Pesquisadores da Universidade de São Paulo (USP), em Ribeirão Preto, estão finalizando a validação clínica de um tomógrafo de mama inédito no país. Batizado de TomUS, o aparelho utiliza apenas ondas de ultrassom para gerar imagens tridimensionais do tecido mamário, dispensando a radiação ionizante da mamografia tradicional e a compressão das mamas, que causa desconforto. A tecnologia, 100% nacional, está em testes no Hospital das Clínicas da FMRP-USP e promete ser uma ferramenta complementar mais segura e confortável.

Como funciona o exame
O maior diferencial do TomUS está na experiência da paciente. Desenvolvido pelo Grupo de Inovação e Instrumentação Médica e Ultrassom (Giimus), o sistema é totalmente automatizado. A paciente deita-se de bruços em uma maca confortável, com a mama imersa em água morna através de um orifício. “A paciente deita-se em uma cama confortável, e o sistema faz tudo de forma automatizada”, explica o coordenador do Giimus, professor Antonio Adilton de Oliveira Carneiro.

A água serve como meio de propagação do som, eliminando a necessidade de compressão ou do contato direto de transdutores com a pele. Um braço robótico realiza a varredura completa em múltiplos ângulos.

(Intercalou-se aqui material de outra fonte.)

PR #14624, opened 2026-07-24
chore(jans-cedarling): reduce PolicyStore visibility from pub to pub(crate)

### LINKED ISSUE #14614: chore(jans-cedarling): reduce `PolicyStore` visibility from `pub` to `pub(crate)`
**Issue:**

Em cerca de cinco minutos, o exame é concluído.

Os dados coletados são processados por um software que constrói uma imagem volumétrica tridimensional da mama. O médico pode, então, “navegar pelo interior do tecido, visualizando cortes em diferentes profundidades”. Segundo Carneiro, é como fatiar virtualmente a mama, milímetro a milímetro.

Essa riqueza de detalhes tem um alvo principal: aumentar a detecção de pequenas lesões, especialmente em mulheres com mamas densas, um cenário em que a mamografia convencional encontra mais limitações. Durante os testes, o próprio equipamento já identificou precocemente uma pequena lesão em uma voluntária, que foi confirmada e tratada rapidamente – um episódio que o pesquisador considera “a prova do potencial de salvar vidas”.

Democratização do acesso e o caminho para o SUS
Um dos objetivos centrais do projeto é levar diagnóstico de alta qualidade a regiões com menos acesso a especialistas. As imagens 3D são enviadas para um banco em nuvem e podem ser analisadas à distância por radiologistas via telessaúde. O exame em si pode ser operado por um técnico treinado.

“Nosso objetivo é justamente alcançar essas regiões”, afirma Carneiro, referindo-se a áreas do interior do Nordeste e da Amazônia, onde a cobertura de mamografia é baixa. Para acelerar a chegada do TomUS ao Sistema Único de Saúde (SUS), o grupo prepara o lançamento de uma startup em parceria com o Supera Parque de Inovação de Ribeirão Preto.

O projeto, que conta com apoio da Fapesp, CNPq e Capes, além de uma emenda parlamentar, representa um marco para a tecnologia médica nacional. “Não é apenas um tomógrafo”, resume Carneiro. “É o resultado de anos de ciência feita aqui, com o objetivo de cuidar da nossa população.”